## Activity
Only one stretch of the data below is wanted: the lines starting at the one with "- **chat.cpp image" and ending at the one with "- **Cache divergence", both included, given again exactly.

## Stored data entries

PR #598, opened 2026-04-18
Gemma4 multimodal multi-turn fixes

ncylich:
## Summary

Fixes multi-turn multimodal chat for Gemma 4 so audio asked *after* an image turn actually reaches the model (earlier it kept describing the image instead of answering).

## What changed

- **Audio placeholder restoration.** Cache each user turn's audio soft-token count on the handle; the template re-emits the same placeholder block on subsequent turns without reloading or re-encoding prior audio.
- **`decode_multimodal` cleanup.** Dropped the `prefill_completed_` / `last_token_count_` bookkeeping (which the text/image decode path was silently invalidating). Now uses `kv_cache_.current_seq_len` as the single source of truth and dispatches to `forward_multimodal` only when the delta actually contains image or audio placeholder tokens.
- **BPE whitespace-only merges.** `merges.txt` uses `\n` as both line terminator and merge content, so merges like `\n + \n = \n\n` can't be encoded in that format and were silently dropped. Recover them by scanning the vocabulary after load for pure-whitespace tokens and synthesizing the corresponding merge rules. This restores `encode(decode(tokens)) == tokens` for the common markdown/paragraph cases.
- **chat.cpp image behaviour.** The persistent ``current_image`` was being re-attached to *every* subsequent user turn, creating a duplicate image placeholder block in the cache and biasing the model toward describing the image. Now it's only attached on the first turn after `/image`.
- **Cache divergence recovery.** For any residual tokenizer roundtrip gap (e.g. code blocks with mixed indent+newline tokens), trim the cache to the longest common prefix with the new prompt and re-prefill the divergent suffix — logs a `WARN` so the remaining roundtrip work remains visible.
- **Test.** ``tests/test_gemma4_audio_image_audio.cpp`` reproduces the bug end-to-end: feeds ``who_are_you.mp3`` (audio-only), then ``banner.jpg`` + ``"describe this"``, then ``2+2.mp3`` with the image still attached, and asserts turn 3's response differs from turn 2's.

## Test plan

- [x] ``tests/build/test_gemma4_audio_image_audio`` passes (turn 3 answers ``"2 plus 2 equals 4."``)
- [x] ``chat`` manually: primary audio → image+describe → audio sequence answers ``"4"`` 3/3 runs
- [x] ``chat`` manually: audio → image+describe → text follow-up still describes correctly
- [x] ``chat`` manually: audio-only multi-turn unchanged (`"Four."`)
- [x] ``chat`` manually: ``/clear`` between image and audio recovers cleanly
- [x] Stress: 4 turns alternating audio / image+text / audio / audio, no regressions
- [x] Code-example prompt (previously tripped a hard error) now recovers via partial cache trim + `WARN` log

Run locally:
```sh
CACTUS_TEST_GEMMA4_MODEL=/path/to/gemma-4-e2b-it \
CACTUS_TEST_REPO_ROOT=/path/to/repo \
./tests/build/test_gemma4_audio_image_audio
```

### DIFF
--- a/cactus/engine/engine.h
+++ b/cactus/engine/engine.h
@@ -768,6 +768,7 @@ public:
 
 
     void set_cache_window(size_t window_size, size_t sink_size = 4) { kv_cache_.set_window_size(window_size, sink_size); }
+    size_t get_cache_size() const { return kv_cache_.current_seq_len; }
 
     bool load_npu_prefill(const std::string& model_path);
     bool has_npu_prefill() const;
--- a/cactus/engine/engine_bpe.cpp
+++ b/cactus/engine/engine_bpe.cpp
@@ -156,6 +156,34 @@ bool BPETokenizer::load_vocabulary_mmap(const std::string& vocab_file, const std
             priority++;
         }
     }
+    
+    auto is_whitespace_only = [](const std::string& s) {
+        if (s.empty()) return false;
+        for (char c : s) {
+            if (c != ' ' && c != '\n' && c != '\t' && c != '\r') return false;
+        }
+        return true;
+    };
+    std::vector<std::string> ws_tokens;
+    for (const auto& tok : id_to_token_) {
+        if (tok.size() >= 2 && is_whitespace_only(tok)) ws_tokens.push_back(tok);
+    }
+    std::sort(ws_tokens.begin(), ws_tokens.end(),
+              [](const std::string& a, const std::string& b) { return a.size() < b.size(); });
+    for (const auto& tok : ws_tokens) {
+        for (size_t i = 1; i < tok.size(); i++) {
+            std::string first = tok.substr(0, i);
+            std::string second = tok.substr(i);
+            if (!token_to_id_.count(first) || !token_to_id_.count(second)) continue;
+            std::string key = first + "\x00" + second;
+            if (merge_map_.find(key) == merge_map_.end()) {
+                merge_rules_.emplace_back(first, second, tok, priority);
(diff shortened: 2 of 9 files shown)


kar-m:
lgtm @HenryNdubuaku

ncylich:
Thanks for the review — all three critiques were valid and I pushed fixes (force-pushed, still DCO-signed).

1. **`/image <same_path>` not reattaching.** Dropped the path-equality guard — `image_committed` is now unconditionally reset on any `/image` command, so retyping `/image banner.jpg` attaches again on the next turn.

2. **KV cache trim off-by-one.** You're right that `handle->processed_tokens` is usually one ahead of `kv_cache_.current_seq_len` (the last sampled token isn't forwarded yet), so `remove_token_range(common, processed_tokens.size() - common)` was hitting the `start+count > current_seq_len` early-exit in `engine_cache.cpp:479` and silently no-op'ing. Added a small public `Model::get_cache_size()` accessor and clamp the removal count to `kv_len - common`. Verified: on the code-block stress case the WARN now fires *and* the actual trim lands, so the model reaches the audio question correctly without relying on `decode_multimodal`'s secondary reset.

3. **`cactus_reset()` missing `user_audio_counts` clear.** Fixed in `cactus_init.cpp` — `cactus_reset()` now clears it alongside `processed_tokens` / `processed_images`.

Verified end-to-end with `tests/test_gemma4_audio_image_audio` plus chat manual runs (primary, `/clear`, `/image` retype, `reset`, code-example stress).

## Task answer
- **chat.cpp image behaviour.** The persistent ``current_image`` was being re-attached to *every* subsequent user turn, creating a duplicate image placeholder block in the cache and biasing the model toward describing the image. Now it's only attached on the first turn after `/image`.
- **Cache divergence recovery.** For any residual tokenizer roundtrip gap (e.g. code blocks with mixed indent+newline tokens), trim the cache to the longest common prefix with the new prompt and re-prefill the divergent suffix — logs a `WARN` so the remaining roundtrip work remains visible.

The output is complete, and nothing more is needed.